- _Materials provided_
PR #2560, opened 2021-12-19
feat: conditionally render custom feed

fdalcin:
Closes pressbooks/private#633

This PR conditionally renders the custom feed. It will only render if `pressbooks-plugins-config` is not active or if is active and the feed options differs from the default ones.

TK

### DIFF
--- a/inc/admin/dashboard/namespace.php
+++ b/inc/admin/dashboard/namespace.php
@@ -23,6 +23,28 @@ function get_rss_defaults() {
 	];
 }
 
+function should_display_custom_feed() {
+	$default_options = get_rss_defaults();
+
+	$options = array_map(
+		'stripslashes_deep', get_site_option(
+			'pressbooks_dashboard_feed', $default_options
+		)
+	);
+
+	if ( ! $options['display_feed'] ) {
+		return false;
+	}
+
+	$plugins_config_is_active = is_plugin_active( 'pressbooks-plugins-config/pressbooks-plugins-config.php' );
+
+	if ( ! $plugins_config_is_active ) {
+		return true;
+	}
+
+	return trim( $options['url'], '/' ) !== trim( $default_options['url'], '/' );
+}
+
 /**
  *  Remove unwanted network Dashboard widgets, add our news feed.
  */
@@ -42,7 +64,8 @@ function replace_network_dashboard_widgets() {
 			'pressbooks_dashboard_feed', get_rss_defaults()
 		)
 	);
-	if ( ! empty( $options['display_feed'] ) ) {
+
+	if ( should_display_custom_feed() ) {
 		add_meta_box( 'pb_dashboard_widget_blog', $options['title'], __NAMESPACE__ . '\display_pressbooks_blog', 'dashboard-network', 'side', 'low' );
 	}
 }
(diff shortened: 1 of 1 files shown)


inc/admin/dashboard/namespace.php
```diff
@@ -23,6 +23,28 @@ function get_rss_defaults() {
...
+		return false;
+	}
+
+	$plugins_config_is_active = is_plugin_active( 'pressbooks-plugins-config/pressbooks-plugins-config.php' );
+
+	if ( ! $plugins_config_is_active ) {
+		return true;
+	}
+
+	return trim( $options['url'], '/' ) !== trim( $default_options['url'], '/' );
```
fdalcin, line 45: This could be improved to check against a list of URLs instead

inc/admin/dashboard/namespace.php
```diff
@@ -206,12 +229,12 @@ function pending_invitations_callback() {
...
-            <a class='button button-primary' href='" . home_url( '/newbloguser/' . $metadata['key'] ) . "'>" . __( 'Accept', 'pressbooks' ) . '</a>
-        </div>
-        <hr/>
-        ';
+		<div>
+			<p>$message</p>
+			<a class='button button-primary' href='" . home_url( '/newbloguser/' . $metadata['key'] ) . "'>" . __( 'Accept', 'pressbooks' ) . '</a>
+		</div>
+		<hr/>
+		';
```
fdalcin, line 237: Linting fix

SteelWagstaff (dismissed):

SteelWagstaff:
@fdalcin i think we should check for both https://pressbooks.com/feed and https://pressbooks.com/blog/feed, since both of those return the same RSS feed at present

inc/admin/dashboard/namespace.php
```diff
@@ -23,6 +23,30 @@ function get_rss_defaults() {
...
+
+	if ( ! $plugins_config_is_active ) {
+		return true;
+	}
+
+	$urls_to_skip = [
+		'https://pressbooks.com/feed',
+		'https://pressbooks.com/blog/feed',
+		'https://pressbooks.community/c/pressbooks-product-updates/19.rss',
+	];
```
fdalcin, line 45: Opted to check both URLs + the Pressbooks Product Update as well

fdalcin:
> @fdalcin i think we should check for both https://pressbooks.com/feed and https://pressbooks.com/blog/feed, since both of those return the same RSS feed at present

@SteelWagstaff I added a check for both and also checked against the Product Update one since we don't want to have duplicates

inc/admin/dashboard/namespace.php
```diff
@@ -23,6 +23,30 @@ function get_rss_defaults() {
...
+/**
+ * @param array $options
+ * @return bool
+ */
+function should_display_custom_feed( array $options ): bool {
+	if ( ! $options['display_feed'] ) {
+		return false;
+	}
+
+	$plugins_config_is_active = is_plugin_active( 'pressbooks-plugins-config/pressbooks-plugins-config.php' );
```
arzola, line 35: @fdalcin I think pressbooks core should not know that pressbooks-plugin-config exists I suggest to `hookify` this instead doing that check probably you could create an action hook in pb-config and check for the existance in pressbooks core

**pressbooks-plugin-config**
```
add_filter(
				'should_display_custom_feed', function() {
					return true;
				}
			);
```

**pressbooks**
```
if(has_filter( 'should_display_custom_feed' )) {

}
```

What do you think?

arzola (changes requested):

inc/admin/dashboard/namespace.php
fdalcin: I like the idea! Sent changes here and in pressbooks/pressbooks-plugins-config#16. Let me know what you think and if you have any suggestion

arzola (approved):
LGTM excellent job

- _Task to carry out_
Read the entries and show each line that mentions "bool".

- _Answer section_
+ * @return bool
+function should_display_custom_feed( array $options ): bool {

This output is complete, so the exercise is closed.